** Dataset records follows **

PR #446, opened 2020-01-22
Fix wait for batch status

peterschwarz:
Scabbard does not prefix the batch link with the scheme and host.  This causes the batches to always fail as the batch link cannot be queried. This corrects the client such that the link will have the base url added if missing.

Additionally:

- Adds more debug statements

### DIFF
--- a/libsplinter/src/service/scabbard/client/submit.rs
+++ b/libsplinter/src/service/scabbard/client/submit.rs
@@ -41,6 +41,7 @@ pub fn submit_batches(
 
     let body = batches.write_to_bytes()?;
 
+    debug!("Submitting batches via {}", url);
     let request = Client::new().post(url).body(body);
     let response = perform_request(request)?;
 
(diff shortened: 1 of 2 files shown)


libsplinter/src/service/scabbard/client/submit.rs
```diff
@@ -51,9 +52,14 @@ pub fn submit_batches(
     Ok(batch_link.link)
 }
 
-pub fn wait_for_batches(url: &str, wait: u64) -> Result<(), Error> {
-    let url = parse_http_url(&format!("{}&wait={}", url, wait))?;
+pub fn wait_for_batches(base_url: &str, batch_link: &str, wait: u64) -> Result<(), Error> {
+    let url = if batch_link.starts_with("http") || batch_link.starts_with("http") {
```
agunde406: are these supposed to both say `batch_link.starts_with("http")` ?

PR #453, opened 2020-01-27
Add commands to support circuit creation

eloaverona:
PR adds the commands bellow that will support creating circuits via cli
- `splinter node alias`:
   -  `add <node-alias> <node-endpoint>`: add new alias to an node endpoint
   -  `get <node-alias>`: see endpoint for alias
   -  `list`: list all aliases and endpoints
   -  `delete <node-alias>`: delete an alias

For more context on how these command can be used refer to [Shawn's comment](https://zenhub.cglcloud.com/app/workspaces/product-core-5d37298b0add7306b30efde2/issues/digitalsupplychain/product-core/1743#issuecomment-110397).

### DIFF
--- a/cli/Cargo.toml
+++ b/cli/Cargo.toml
@@ -62,7 +62,7 @@ experimental = [
     "keygen",
 ]
 
-circuit = ["reqwest", "serde_json", "splinter/sawtooth-signing-compat"]
+circuit = ["reqwest", "serde_json", "splinter/sawtooth-signing-compat", "dirs"]
 health = ["reqwest", "serde_json"]
 keygen = ["dirs", "whoami"]
 
--- a/cli/src/action/mod.rs
+++ b/cli/src/action/mod.rs
@@ -22,6 +22,8 @@ pub mod database;
 pub mod health;
 #[cfg(feature = "keygen")]
 pub mod keygen;
+#[cfg(feature = "circuit")]
+pub mod node;
 
 use std::collections::HashMap;
 use std::ffi::CString;
--- a/cli/src/action/node.rs
+++ b/cli/src/action/node.rs
@@ -51,6 +51,30 @@ impl Action for AddNodeAliasAction {
     }
 }
 
+pub struct GetNodeAliasAction;
+
+impl Action for GetNodeAliasAction {
+    fn run<'a>(&mut self, arg_matches: Option<&ArgMatches<'a>>) -> Result<(), CliError> {
+        let args = arg_matches.ok_or_else(|| CliError::RequiresArgs)?;
+        let alias = match args.value_of("alias") {
+            Some(alias) => alias,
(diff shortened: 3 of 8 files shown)


vaporos:
Can we split this PR into two (it is very large now) - this one could be just to node code (which looks smaller), with a follow-up being the circuit default.

cli/src/manager/node/mod.rs
```diff
@@ -0,0 +1,75 @@
...
+mod error;
+
+use reqwest::Url;
+
+use crate::store::node::{FileBackedNodeStore, NodeStore};
+
+pub use crate::store::node::Node;
+pub use error::NodeManagerError;
+
+pub struct NodeManager {
```
vaporos: There is a lot of abstraction here, why do we need to wrap NodeStore in a NodeManager?

cli/src/store/yaml_store.rs
```diff
@@ -0,0 +1,77 @@
...
+use std::fs::{self, File, OpenOptions};
+use std::path::PathBuf;
+
+use serde::{de::DeserializeOwned, Serialize};
+
+use super::YamlBackedStoreError;
+
+const DEFAULTS_PATH: &str = ".splinter";
+
+pub(super) trait YamlBackedStore<T: Serialize + DeserializeOwned> {
```
vaporos: This abstraction seems unnecessary. Just using serde directly by the file-backed stores would be a lot less code. The stores basically just need a load() and save() methods which should be a subset of this code to accomplish.

cli/src/manager/node/mod.rs
eloaverona: Not strictly necessary, I debated with myself about this, but the idea was that the CLI commands would no nothing of the backend being used. If there is no node manager or something of the like, the CLI will have to initialize an particular implementation of the NodeStore. 

The other part of it was that not the CLI nor the Store would know about data validation. The NodeStore would just know how to store the data, and load data, and any data validation is responsibility of the NodeManager.

eloaverona: The DefaultValueManager, might be a better example of any value this abstraction might offer

cli/src/store/yaml_store.rs
eloaverona: Yeah, I was also a little unsure about this. The idea was to avoid code duplication, as any store yaml backed store (in this PR both FileBackedNodeStore and FileBackedDefaultValueStore) would not have to implement the same logic again. And I wanted to avoid creating an `utils` like file with some loose methods that both stores use. 

As to the point that `the stores basically just need a load() and save() `, its easy to refactor the code to look more like that. I think the stores just directly use the `read_data_from_file` (like load()) and `write_to_file`(like save()). The other methods are working more as helper methods.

** End of Dataset records **

What the task asks: Could you copy each line in the listing above that includes the word "more"?

Written solution:
- Adds more debug statements
For more context on how these command can be used refer to [Shawn's comment](https://zenhub.cglcloud.com/app/workspaces/product-core-5d37298b0add7306b30efde2/issues/digitalsupplychain/product-core/1743#issuecomment-110397).
As to the point that `the stores basically just need a load() and save() `, its easy to refactor the code to look more like that. I think the stores just directly use the `read_data_from_file` (like load()) and `write_to_file`(like save()). The other methods are working more as helper methods.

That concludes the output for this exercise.